_Assignment_.
The answer is every line of the records that holds the word "break", copied in full.

_Entries supplied_.

PR #5996, opened 2016-08-26
[QueryBuilder] setParameter : trim the input key when comparing it to…

fancyweb:
… existing parameters keys

Basically when you first use setParameter with a parameter name starting with ":" it trims it in the Doctrine\ORM\Query\Parameter constructor.
When you later want to change the value of this parameter, still using the name starting with ":", the parameter is not found because it compares it with the trimmed name stored in the Parameter object so it duplicates it.

### DIFF
--- a/lib/Doctrine/ORM/AbstractQuery.php
+++ b/lib/Doctrine/ORM/AbstractQuery.php
@@ -325,8 +325,10 @@ abstract class AbstractQuery
         $filteredParameters = $this->parameters->filter(
             function ($parameter) use ($key)
             {
+                $trimmedKey = trim($key, ':');
+
                 // Must not be identical because of string to integer conversion
-                return ($key == $parameter->getName());
+                return ($trimmedKey == $parameter->getName());
             }
         );
 
@@ -374,8 +376,10 @@ abstract class AbstractQuery
         $filteredParameters = $this->parameters->filter(
             function ($parameter) use ($key)
             {
+                $trimmedKey = trim($key, ':');
+
                 // Must not be identical because of string to integer conversion
-                return ($key == $parameter->getName());
+                return ($trimmedKey == $parameter->getName());
             }
         );
 
--- a/lib/Doctrine/ORM/QueryBuilder.php
+++ b/lib/Doctrine/ORM/QueryBuilder.php
@@ -536,6 +536,7 @@ class QueryBuilder
             function ($parameter) use ($key)
             {
                 $trimmedKey = trim($key, ':');
+
                 /* @var Query\Parameter $parameter */
                 // Must not be identical because of string to integer conversion
                 return ($trimmedKey == $parameter->getName());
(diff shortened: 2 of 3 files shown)


Ocramius:
`setParameter` should be called without the `:` in the parameter name. Could you show a test case where this is allowed, and fails with what you described?

I'd also suggest that we deprecate support for `:` in bound parameter names (`:` is just a delimiter, not part of the name).

Also, I'd suggest checking the docs to see if we ever suggest that `:` is allowed (shouldn't be)

fancyweb:
@Ocramius 

Actually I have found that there is the same problem with the Query class and with the `getParameter` method so I fixed those cases and I also added tests.

I agree that it's not that good to use a parameter name starting with `:` but my point is that it is currently allowed and working when you use the `setParameter` method so I expect it to work again when I reuse this method or the `getParameter` method with the same input key.

phansys:
IMO a better approach could be validate the parameter name and throw an exception when it doesn't accomplish the expectations, instead of silent the issue with a workaround.

fancyweb:
@phansys Wouldn't this be a BC break ?

phansys:
@fancyweb, I didn't noticed what you've mentioned about [`Parameter::__construct()`](https://github.com/doctrine/doctrine2/blob/master/lib/Doctrine/ORM/Query/Parameter.php#L61), sorry.
I really don't know which is the reason for that `trim()` call, even in the worst case it should be `ltrim()` I think. But again, IMO, that call is hiding the issue.
Given the current behavior is already what you're proposing here, I think yes, throwing an exception in that case could be considered as a BC break. In order to face this situation, it would be nice to add a deprecation path for the next major release removing this behavior, but let's wait for @Ocramius' concerns.

phansys:
I think this could work:
```php
// lib/Doctrine/ORM/Query/Parameter.php

public function __construct($name, $value, $type = null)
{
    if (!preg_match('#^[\w\-]+$#', $name)) {
        @trigger_error('Using names with chars other than alphanumeric, "_" and "-" is deprecated since 2.6, its support will be removed in 3.0', E_USER_DEPRECATED);
    }
    $this->name = trim($name, ':');

    $this->setValue($value, $type);
}
```
If this proposal is accepted, you should add the same deprecation check in any place that trims the parameter name, but ensuring that the deprecation error is triggered just one time in each case.
Note that the regex I've used is very simple, so maybe it could needs to be updated regarding the concerns of doctrine members.

Ocramius:
Throwing a deprecation notice is acceptable for 2.6, IMO. Removal/exception in 3.0

Majkl578:
@fancyweb Can you please prepare new PRs for deprecating and removing the behavior?
One PR against master with deprecation warning using trigger_error (see doctrine/dbal#2846 and @phansys' comment for examples), second one against develop where exception (or no trimming - to be discussed) will be thrown. Thanks.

_Completed task_.
@phansys Wouldn't this be a BC break ?
Given the current behavior is already what you're proposing here, I think yes, throwing an exception in that case could be considered as a BC break. In order to face this situation, it would be nice to add a deprecation path for the next major release removing this behavior, but let's wait for @Ocramius' concerns.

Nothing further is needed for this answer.